=== Begin Enclosure ===

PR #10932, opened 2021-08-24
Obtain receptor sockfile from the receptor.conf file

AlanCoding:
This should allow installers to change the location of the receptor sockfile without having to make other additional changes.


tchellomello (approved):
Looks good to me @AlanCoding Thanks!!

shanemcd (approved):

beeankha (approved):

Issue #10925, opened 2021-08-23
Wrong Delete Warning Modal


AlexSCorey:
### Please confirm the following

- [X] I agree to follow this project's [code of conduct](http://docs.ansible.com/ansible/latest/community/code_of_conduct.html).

=== End Enclosure ===

→ WHAT IS REQUIRED
Find all the lines with "sockfile" in the data and copy them.

→ FINISHED TASK
Obtain receptor sockfile from the receptor.conf file
This should allow installers to change the location of the receptor sockfile without having to make other additional changes.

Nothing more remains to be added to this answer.